**Exercise aim:** Return every line in the entries below where the word "name" shows up.

(Collected data entries)
++++

PR #1210, opened 2026-08-26
Exclude ambiguous spectral matches from quantification, and say how many

trishorts:
`GetPsmToPeptideMap` did this:

```csharp
var peptide = sm.GetIdentifiedBioPolymersWithSetMods().First(); // Assumes unambiguous mapping
```

The assumption is not checked anywhere. A match that identified several biopolymers was attributed to whichever one came first — a plausible intensity recorded against a peptide that may not be the one measured, with nothing to indicate it happened. #996's pipeline specifies an unambiguous filter at exactly this point; this is it.

MetaMorpheus avoids the bug by filtering at its own call site with `includeAmbiguous: false`, so it has been exercising the safe path all along. No other consumer of the engine gets that for free.

### What changes

**A spectral match is quantified only when it identifies exactly one biopolymer.** `Take(2)` distinguishes "exactly one" from "more than one" without walking a long ambiguity list.

That also removes a crash: `.First()` on a match carrying no identification threw `InvalidOperationException` from inside the engine.

**`QuantificationResults.AmbiguousSpectralMatchesExcluded` reports how many were dropped**, and the count is echoed in `Summary` when it isn't zero:

> Quantification completed successfully. 2 spectral match(es) were excluded because they did not identify exactly one biopolymer.

Dropping them is correct. Dropping them *silently* would leave a result set smaller than the search with no stated cause — the kind of gap that gets noticed a paper later. `Summary` is unchanged when the count is zero, so existing assertions on that exact string still hold.

### Tests

5 new. The first asserts the ambiguous row lands on *neither* candidate rather than on the first one; the rest cover the no-identification case, the unaffected happy path, and both branches of the summary text.

`Test.Quantification`, `Test.Omics` and `FlashLFQ` are green — 1029 passed.

### DIFF
--- a/mzLib/Quantification/QuantificationEngine.cs
+++ b/mzLib/Quantification/QuantificationEngine.cs
@@ -103,10 +103,19 @@ public class QuantificationEngine
         OverwriteSampleIntensities(peptideMatrix);
         OverwriteSampleIntensities(proteinMatrix);
 
+        // Report the matches the peptide map had to drop, so an unexpectedly small result set has a
+        // stated cause rather than being silently smaller than the search.
+        int ambiguousExcluded = SpectralMatches
+            .Count(sm => sm.Intensities != null && sm.GetIdentifiedBioPolymersWithSetMods().Take(2).Count() != 1);
+
         return new QuantificationResults
         {
-            Summary = "Quantification completed successfully.",
+            Summary = ambiguousExcluded == 0
+                ? "Quantification completed successfully."
+                : $"Quantification completed successfully. {ambiguousExcluded} spectral match(es) were " +
+                  "excluded because they did not identify exactly one biopolymer.",
             Success = true,
+            AmbiguousSpectralMatchesExcluded = ambiguousExcluded,
             Samples = proteinMatrix.ColumnKeys.ToList(),
             PeptideIntensities = BuildIntensityTable(peptideMatrix),
             ProteinIntensities = BuildIntensityTable(proteinMatrix),
@@ -491,8 +500,11 @@ public class QuantificationEngine
     /// Creates a mapping from each specified modified biopolymer to a list of indices that identify the position of corresponding
     /// spectral matches in the smMatrix
     /// </summary>
-    /// <remarks>The mapping assumes that each PM in the matrix is associated with a single, unambiguous
-    /// modified biopolymer. Biopolymers not present in the input list are ignored.</remarks>
+    /// <remarks>A spectral match is quantified only when it identifies exactly one modified biopolymer.
+    /// An ambiguous match -- one that identifies several -- is excluded rather than attributed to whichever
+    /// biopolymer happens to be enumerated first, and a match that identifies none is excluded rather than
+    /// throwing. Biopolymers not present in the input list are ignored.
+    /// <see cref="QuantificationResults.AmbiguousSpectralMatchesExcluded"/> reports how many were dropped.</remarks>
     /// <param name="smMatrix">The matrix containing spectrum matches to be mapped to their corresponding modified bioPolymer.</param>
     /// <param name="modifiedBioPolymers">The list of modified bioPolymers for which to generate the mapping.
     /// Only SMs corresponding to these bioPolymers are included in the result.</param>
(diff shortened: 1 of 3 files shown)


Alexander-Sol (dismissed):
Minor nitpick: The AmbiguousMatchFilterTests should go in Test/FlashLFQ, not Test/Quantification.

mzLib/Quantification/QuantificationEngine.cs
```diff
@@ -508,7 +520,16 @@ public static Dictionary<IBioPolymerWithSetMods, List<int>> GetPsmToPeptideMap(Q
         for (int i = 0; i < smMatrix.RowKeys.Count; i++)
         {
```
nbollis, line 550: [synthesis] Arity check counts raw entries instead of distinct identified biopolymers

`Take(2).Count() != 1` treats the raw enumeration length as the ambiguity test. A match like `[pepA, pepA]` or `[pepA, null]` is now classified as ambiguous and dropped even though it still identifies one peptide in substance, so valid matches can disappear from quantification.

Suggestion: Count distinct non-null identified biopolymers before applying the exact-one test, and use that same predicate for both filtering and reporting.

nbollis (commented):
## Review Summary

- 1 major issue in `mzLib/Quantification/QuantificationEngine.cs`.
- No summary-only findings.

The reported exclusion count and actual filter both currently depend on raw enumeration length rather than distinct identified biopolymers.

mzLib/Quantification/QuantificationEngine.cs
trishorts: Fixed in `8dffb594`, and you were right that it was losing data — a match naming the same peptide once per protein it maps to is a normal shape, and the raw count discarded it as ambiguous.

Now judged on distinct non-null identifications. `Take(2)` still short-circuits, so a long ambiguity list is not enumerated.

On using the same predicate for both: the reported count was a second copy of the expression, free to drift from the filter it described. Both now call `SingleIdentifiedBioPolymerOrNull`, and a test asserts the arithmetic ties — kept + excluded == total.

nbollis (commented):
Is this necessary as we already do this filtering in MetaMorpheus? 

If so, I will approve after CI/CD passes

trishorts:
Fair question, and partly the answer is no — for MetaMorpheus specifically this is redundant today. `PostSearchAnalysisTask` already passes `includeAmbiguous: false`, so those matches never reach the engine.

Three reasons I still think it belongs here:

**1. The old code crashed, it did not merely fail to filter.** `GetIdentifiedBioPolymersWithSetMods().First()` on a match carrying no identification throws `InvalidOperationException` from inside `QuantificationEngine`. MetaMorpheus's filter screens ambiguity, not emptiness, so that path was reachable and fatal rather than merely unfiltered.

**2. The failure it prevents is a wrong answer, not a missing one.** `.First()` attributed an ambiguous match to whichever biopolymer the enumeration happened to yield first — a plausible intensity recorded against a peptide that may not be the one measured. That is the shape of bug that survives a long time, because nothing looks wrong downstream.

**3. MetaMorpheus is not the only consumer, and its filter is a call-site convention.** FlashLFQ is next through this engine and has no equivalent filter; `Development/PsmTsvQuantAdapter` has none either. A call-site convention also only holds until someone adds a second call site — this is the API boundary, and the check is one `Take(2)`.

++++

**Response for this exercise:**
     /// <param name="smMatrix">The matrix containing spectrum matches to be mapped to their corresponding modified bioPolymer.</param>
     /// <param name="modifiedBioPolymers">The list of modified bioPolymers for which to generate the mapping.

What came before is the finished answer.